I modeled the steel frame mounts yesterday and today. 1" thick plate steel with a little CNC work, and sheet metal steel hemisphere caps TIG'd on. The plates end up being 0.500" minimum thickness, with 1" thick, drilled and tapped, bosses for the four 0.750" mounting bolts. The sheet metal caps, of course, finish the aesthetic; eliminate the need to do a blind, tapped, hole; and save a few precious ounces of weight.  After some hand finishing work they should look like cast steel brackets.









My goal was to emphasize the mechanical connection of the big 13 to the chassis. Those steel domes should help pull people's attention down to the area, then the various gaps and radii will offer lots of light-play to bring out the details.


----------



## JRP3 (Mar 7, 2008)

I've been wondering how the textured area on the mount will look in real life when machined into the aluminum. Have you ever cut anything like that? It works in the grey CAD but I have a feeling it may look odd in reality.


----------



## toddshotrods (Feb 10, 2009)

JRP3 said:


> I've been wondering how the textured area on the mount will look in real life when machined into the aluminum. Have you ever cut anything like that? It works in the grey CAD but I have a feeling it may look odd in reality.

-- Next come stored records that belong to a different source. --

PR #1713, opened 2016-09-18
Checksums.process

AlexIljin:
I've created this new vocab specifically to call external console checksum utilities, such as those from the GNU CoreUtils package. It works! : )
Today I finally had time to write good documentation.

I put it in the `extra` folder for your consideration. Please, provide feedback, if you have any.

### DIFF
--- a/extra/checksums/process/process.factor
+++ b/extra/checksums/process/process.factor
@@ -9,23 +9,23 @@ TUPLE: checksum-process launch-desc ;
 INSTANCE: checksum-process block-checksum
 C: <checksum-process> checksum-process
 
-TUPLE: process-state < disposable proc result ;
+TUPLE: process-state < disposable process result ;
 
 M: checksum-process initialize-checksum-state ( checksum -- checksum-state )
-    launch-desc>> binary <process-stream> process-state new-disposable swap >>proc ;
+    launch-desc>> binary <process-stream> process-state new-disposable swap >>process ;
 
 M: process-state dispose* ( process-state -- )
-    proc>> [ dispose ] when* ;
+    process>> [ dispose ] when* ;
 
 M: process-state add-checksum-bytes ( process-state bytes -- process-state' )
-    over proc>> stream-write ;
+    over process>> stream-write ;
 
 : trim-hash ( str -- str' )
     dup empty? [ dup [ blank? ] find drop [ head ] when* ] unless ;
 
 M: process-state get-checksum ( checksum-state -- value )
     dup result>> [
-        dup proc>> [
+        dup process>> [
             [
                 [ out>> dispose ] keep
                 stream-contents trim-hash hex-string>bytes
--- a/extra/checksums/process/process.factor
+++ b/extra/checksums/process/process.factor
@@ -1,8 +1,8 @@
 ! Copyright (C) 2016 Alexander Ilin.
 ! See http://factorcode.org/license.txt for BSD license.
-USING: accessors checksums checksums.common combinators destructors
-io io.encodings.binary io.launcher kernel math.parser sequences
-strings ;
+USING: accessors ascii checksums checksums.common combinators
+destructors io io.encodings.binary io.launcher kernel math.parser
+sequences strings ;
 IN: checksums.process
 
 TUPLE: checksum-process launch-desc ;
@@ -20,14 +20,15 @@ M: process-state dispose* ( process-state -- )
 M: process-state add-checksum-bytes ( process-state bytes -- process-state' )
     over proc>> stream-write ;
 
-: trim-hash ( str -- str' ) dup " *-" swap start head ;
+: trim-hash ( str -- str' )
+    dup empty? [ dup [ blank? ] find drop [ head ] when* ] unless ;
 
 M: process-state get-checksum ( checksum-state -- value )
     dup result>> [
         dup proc>> [
             [
                 [ out>> dispose ] keep
-                stream-contents >string trim-hash hex-string>bytes
+                stream-contents trim-hash hex-string>bytes
             ] with-disposal
         ] [ B{ } clone ] if*
         [ >>result ] keep
--- a/extra/checksums/process/process.factor
+++ b/extra/checksums/process/process.factor
@@ -1,0 +1,34 @@
+! Copyright (C) 2016 Alexander Ilin.
+! See http://factorcode.org/license.txt for BSD license.
+USING: accessors checksums checksums.common combinators destructors
+io io.encodings.binary io.launcher kernel math.parser sequences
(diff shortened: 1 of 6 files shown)


AlexIljin:
This PR works best with #1664: that way your console hash processes don't flash in you face, stealing focus from whatever else you are doing.

extra/checksums/process/process.factor
```diff
@@ -0,0 +1,34 @@
...
+M: process-state add-checksum-bytes ( process-state bytes -- process-state' )
+    over proc>> stream-write ;
+
+: trim-hash ( str -- str' ) dup " *-" swap start head ;
+
+M: process-state get-checksum ( checksum-state -- value )
+    dup result>> [
+        dup proc>> [
+            [
+                [ out>> dispose ] keep
```
mrjbq7: Why do you dispose the ``output-stream`` here like this?

extra/checksums/process/process.factor
```diff
@@ -0,0 +1,34 @@
...
+                stream-contents >string trim-hash hex-string>bytes
```
mrjbq7: Why do you convert the ``stream-contents`` to a string before trimming?  Can't you just treat it as a byte-array of ascii bytes?

extra/checksums/process/process.factor
```diff
@@ -0,0 +1,34 @@
...
+            ] with-disposal
+        ] [ B{ } clone ] if*
```
mrjbq7: Maybe this should be an error instead of returning an empty byte array?

extra/checksums/process/process.factor
AlexIljin: This signals end of STDIN stream to the app, and makes it produce the output.

extra/checksums/process/process.factor
AlexIljin: Only because I want to use hex-string>bytes on it.

extra/checksums/process/process.factor
AlexIljin: Could be. Do you think it would be better to throw something?
To my mind, this is the case of a hashing-state before the hashing got started. No hashing - empty result. As good as any. Didn't want to complicate things by adding exceptions.
Other errors may also produce empty result, e.g. if the console app returned nothing:

```
"" hex-string>bytes .
B{ }
```

So, it's a generic empty result, without interrupting the control flow.

AlexIljin: I'm open to suggestions. Teach me the ways of the Factor. : )

AlexIljin: Incidentally, why is this not throwing an error?

```
"aoeu" hex-string>bytes .
B{ 184 254 }
```

extra/checksums/process/process.factor
```diff
@@ -0,0 +1,34 @@
...
+M: checksum-process initialize-checksum-state ( checksum -- checksum-state )
+    launch-desc>> binary <process-stream> process-state new-disposable swap >>proc ;
+
+M: process-state dispose* ( process-state -- )
+    proc>> [ dispose ] when* ;
+
+M: process-state add-checksum-bytes ( process-state bytes -- process-state' )
+    over proc>> stream-write ;
+
+: trim-hash ( str -- str' ) dup " *-" swap start head ;
```
jonenst: In gnu coreutils, the "*" means binary mode and "-" means the input comes from stdin.

But maybe it's better to just look for the first non hexadecimal character [^0-9a-fA-F] so that more tools work with it ? Or maybe simply the first ```blank?``` character ?

extra/checksums/process/process.factor
mrjbq7: Partly because we use ``digit>``, which just assumes offset from ``a``:

```factor
IN: scratchpad CHAR: o digit> .
24
```

Rather than aborting on non-hex values:

```factor
IN: scratchpad "aeou" hex> .
f
```

Maybe that should throw or return ``f``...

extra/checksums/process/process.factor
mrjbq7: I think ``hex-string>bytes`` will work on byte-arrays:

```factor
IN: scratchpad "1234" hex-string>bytes .
B{ 18 52 }

IN: scratchpad "1234" >byte-array hex-string>bytes .
B{ 18 52 }
```

mrjbq7: This new GitHub review button is a little hard to get used to.

extra/checksums/process/process.factor
```diff
@@ -0,0 +1,34 @@
...
+USING: accessors checksums checksums.common combinators destructors
+io io.encodings.binary io.launcher kernel math.parser sequences
+strings ;
+IN: checksums.process
+
+TUPLE: checksum-process launch-desc ;
+INSTANCE: checksum-process block-checksum
+C: <checksum-process> checksum-process
+
+TUPLE: process-state < disposable proc result ;
```
AlexIljin: Done in the updated PR.

extra/checksums/process/process.factor
```diff
@@ -20,14 +20,15 @@ M: process-state dispose* ( process-state -- )
 M: process-state add-checksum-bytes ( process-state bytes -- process-state' )
     over proc>> stream-write ;
 
-: trim-hash ( str -- str' ) dup " *-" swap start head ;
+: trim-hash ( str -- str' )
+    dup empty? [ dup [ blank? ] find drop [ head ] when* ] unless ;
```
AlexIljin: @jonenst : I've reimplemented `trim-hash` using `blank?`. If there is a simpler way, please advise. I did not find a way to use `unless-empty` here.

extra/checksums/process/process.factor
AlexIljin: I've removed `>string` in the updated PR. It still works, @mrjbq7 were right.

extra/checksums/process/process.factor
```diff
@@ -0,0 +1,35 @@
...
+    launch-desc>> binary <process-stream> process-state new-disposable swap >>process ;
+
+M: process-state dispose* ( process-state -- )
+    process>> [ dispose ] when* ;
+
+M: process-state add-checksum-bytes ( process-state bytes -- process-state' )
+    over process>> stream-write ;
+
+: trim-hash ( str -- str' )
+    dup empty? [ dup [ blank? ] find drop [ head ] when* ] unless ;
```
mrjbq7: Sometimes I find it cleaner to not check for empty, this would work without it:

```factor
:  trim-hash ( str -- str' )
    dup [ blank? ] find drop [ head ] when* ;
```

mrjbq7:
Merged, thanks!

PR #1714, opened 2016-09-20
Docs updates

AlexIljin:


mrjbq7:
Merged, thanks!

I'm not sure we want the docs for ``help`` to pull in ``help.lint``, but I'm going to bootstrap with your changes and see if thats a problem.  If it is, we can soft-link to the help-lint docs.

PR #1730, opened 2016-10-24
json: error on invalid json object keys

viswans83:


jonenst:
It's nice to accept slightly invalid inputs in some situation, so maybe we don't want to apply this patch as is. Maybe an option to configure this behavior ?
That being said, python throws on 
```python
>>> json.loads('{3:2}')
ValueError: Expecting property name: line 1 column 2 (char 1)
```

So I guess it's ok.
Also it only works for numbers..
"{foo:2}" json>
json-error

viswans83:
> It's nice to accept slightly invalid inputs in some situation, so maybe we don't want to apply this patch as is. Maybe an option to configure this behavior ?

I'm not really sure if there will be too many uses to allow of the configuration to accept non-literal-string object keys. Most JSON in the wild will use strings as keys.

> Also it only works for numbers..

Actually, we get `json-error` when the literal starts with t, f and n where the `scan` word expects true, false and null respectively. So the following inputs give `json-error`:
 - `'{tam:10}'`
 - `'{fam:10}'`
 - `'{none:10}'`

But, the following inputs give `not-a-json-object-key`:
 - `'{a:1}'`
 - `'{blue:20}'`

The current parser implementation does not do a lot of validity checks. So in this case, it might make more sense to simply throw `json-error` and not the new error `not-a-json-object-key` I introduced. I plan to do some more work to make the parsing more strict, which might resolve these inputs as well.

viswans83:
I removed the `not-a-json-number` and `not-a-json-object-key` errors for now since they were not being thrown appropriately. Work is needed to throw more appropriate errors.

mrjbq7:
Glad you're cleaning it up!

Keep an eye on the benchmark performance as/when you make major parsing changes, mostly so we know what the impact is.

```factor
USE: benchmark.json
gc [ json-benchmark ] time
```

mrjbq7:
Was there more work you wanted to do as part of this PR?  I was waiting before reviewing...

viswans83:
Yes, let me close off this pull request without merging and I can open another when I think its more complete.

PR #1735, opened 2016-10-28
docs: typos: occurence -> occurrence

jonenst:
Didn't fix the one at extra/webapps/fjsc/www/termlib/readme.txt
because it's from upstream


mrjbq7:
Good find! Merged, thanks!

PR #1737, opened 2016-10-29
ODBC

AlexIljin:
The `odbc` vocab now compiles, and possibly even works fine, but I have no experience with ODBC to test correctly, so I don't know if my tests are bad or the vocab contains errors. Experienced people wanted!

  Here's how I tried to test it:

```
"select * from authors.txt;"
"Driver={Microsoft Text Driver (*.txt; *.csv)};Dbq='C:\\Programs\\Dev\\factor.git\\extra\\odbc\\';Extensions=asc,csv,tab,txt;"
odbc-query
```

I have copied the DSN string from http://www.htmlgoodies.com/primers/database/connect-to-csv-data-files-using-microsoft-data-access-components.html.


mrjbq7:
Cool!  I guess it would be nice to get a test showing it working before merging.  Also, maybe a squashed commit with all the "making it compile" changes?  Although that's not super necessary.

AlexIljin:
Yess!!

Using VS2015 (which I previously installed only to make changes to Factor VM) I have created a small project pulling data from ODBC. That gave me the subtle knowledge of the DSN strings, the expected txt-file format and the SQL query details.

Having that under my belt I was able to fix the few remaining bugs in the `odbc` vocabulary, and have it pull the same data from the same file as the VS2015 project did.

Unfortunately, my test case involved some local configuration made in the ODBC Data Sources (in Control Panel\Administrative Tools), so I can't (yet?) make it into a unit-test. (I've created a local DSN string using [this article](http://www-01.ibm.com/support/docview.wss?uid=swg21419207) as a hint.)

As to the squashing, I'm a bit reluctant to do it, because it basically shows some of the changes that happened to Factor between 2007 and today. I see it as helpful info for when someone else tries to pull stuff from unmaintained. I certainly did a lot of git-log digging, because I'm fairly new to the scene. I had no idea we had direct access to the retain stack back in the day (>r/r>) - today I couldn't even find it explained in the docs what the retain stack is and what it's for.

Also, did `10 [ . ] each` use to output numbers 0 through 9?

I'd appreciate it if you accepted my branch without squashing.

mrjbq7:
Integers used to be iterable, so ``10 [ . ] each`` is the same as ``10 iota [ . ] each``.

mrjbq7:
Is this branch ready to merge?

AlexIljin:
Yes, it is.

mrjbq7:
Awesome, merged. Thanks!!

catb0t:
@mrjbq7 Out of curiosity, why were integers ever iterable, or if the answer is "because it was cool", was the feature removed because it led to obscure bugs?

mrjbq7:
I think mostly because it was cool.  I think a better form in the future would support syntax like Swift's number ranges (e.g., ``0..10``, ``0..<10``).

PR #1739, opened 2016-11-01
Doc fixes

AlexIljin:
Some more documentation updates and fixes.


basis/threads/threads-docs.factor
```diff
@@ -181,9 +181,10 @@ $nl
     "A simple thread that adds two numbers:"
     { $code "1 2 [ + . ] 2curry \"Addition thread\" spawn" }
     "A thread that counts to 10:"
+    ! Don't use $example below: it won't pass help-lint.
     { $code
       "USING: math.parser threads ;"
-      "[ 10 iota [ number>string write nl yield ] each ] \"test\" spawn"
+      "[ 10 iota [ number>string write nl yield ] each ] \"test\" spawn drop"
```
mrjbq7: Why are you dropping the spawned thread?

basis/threads/threads-docs.factor
```diff
@@ -181,9 +181,10 @@ $nl
     "A simple thread that adds two numbers:"
     { $code "1 2 [ + . ] 2curry \"Addition thread\" spawn" }
```
mrjbq7: We don't drop it here...

basis/threads/threads-docs.factor
AlexIljin: Well, it's irrelevant to the example, and is not mentioned in the code output. I thought the missing `drop` was an oversight. Either that, or the stated output of the code.

mrjbq7:
Merged...

PR #1744, opened 2016-11-10
Distributed messaging Fix

doublec:
This fixes distributed messaging so that it works again. Changes in commit f20ee7a53b264fda515d2a55c8fbea26261de016 broke some use cases - in particular the remote channels functionality.

The test uses a hard coded port. I couldn't work out how to do a randomly generated port that worked with threaded-server.

### DIFF
--- a/basis/concurrency/distributed/distributed-docs.factor
+++ b/basis/concurrency/distributed/distributed-docs.factor
@@ -1,5 +1,12 @@
-USING: help.markup help.syntax concurrency.messaging threads ;
+USING: help.markup help.syntax concurrency.messaging io.servers threads ;
 IN: concurrency.distributed
+
+HELP: local-node
+{ $var-description "A variable containing the " { $link threaded-server } " the current node is running on." } ;
+
+HELP: start-node
+{ $values { "addrspec" "an addrspec to listen on" } }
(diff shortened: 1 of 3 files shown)


doublec:
I've updated [factor-articles.pdf](https://bluishcoder.co.nz/factor-articles.pdf) so that the remote channels example works with these changes if you're looking for usage.

mrjbq7:
I don't understand why this requires a global variable?  Why would that not be up to the user to decided how/where to create and start one and when/how to stop it?

Is the issue with randomized port, trying to know ahead of time by a client what the port is?

doublec:
It is up to the user to decide how/when to create a node. Once it's created distributed messages can be sent between nodes and they access it via the variable.

Currently (pre-this commit) this is done via the threaded-server variable which requires wrapping usage in a with-threaded-server combinator. That combinators starts and stops the server. What is needed though is a persistent server that stays around so other nodes can connect to it. Using a different variable also prevents clashes when using distributed messages from within a threaded server.

The port issue is for the test only. The distributed messaging code lets the user decide the port when calling start-node by having them pass an addrspec.

mrjbq7:
I see, thanks!  Merged!!!

PR #1752, opened 2016-11-27
Avl

jonenst:
Hi,
```factor
{
    { 0 0 }    { 1 1 }    { 3 3 }    { 4 4 }
    { 6 6 }    { 2 2 }    { 7 7 }    { 5 5 }
} >avl
```
throws retain-stack overflow. This is because ```rotate``` creates cycles in the tree and you get infinite recursion.

The error is actually visible with ```AVL{ { 0 0 } { 1 1 } { 2 2 } { 3 3 } { 4 4 } { 5 5 } } ...``` . This tree contains the node '0' twice and lost the node '2'.

This PR fixes it and improve the test coverage of rotate to avoid future regressions.

Note: for all the permutations of 0-8, the probability to throw is 0.7% ... Found the testcase by bruteforcing them. But as the tree gets bigger, the probability to throw increases exponentially. A random tree with 50 nodes is basically impossible to build..

### DIFF
--- a/extra/trees/avl/avl-tests.factor
+++ b/extra/trees/avl/avl-tests.factor
@@ -3,7 +3,7 @@ assocs accessors trees.avl.private trees.private ;
 IN: trees.avl.tests
 
 { "key1" 0 "key2" 0 } [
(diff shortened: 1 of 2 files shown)


mrjbq7:
Merged, thanks!!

I've cut similar things, but never that exact type of texture. I have to do some experimenting. The effect can be altered with the size ball-end mill used and the stepover amount between passes. It will almost certainly be smoother than the rendering because I would have to use a really small mill to fit in every crevice. Then, I can also use a larger stepover, and tricks like running a second pass at 90-degrees to the first, to create even more surface detail; which plays tricks on what your eyes see. A lot of that I can see in the programming simulations.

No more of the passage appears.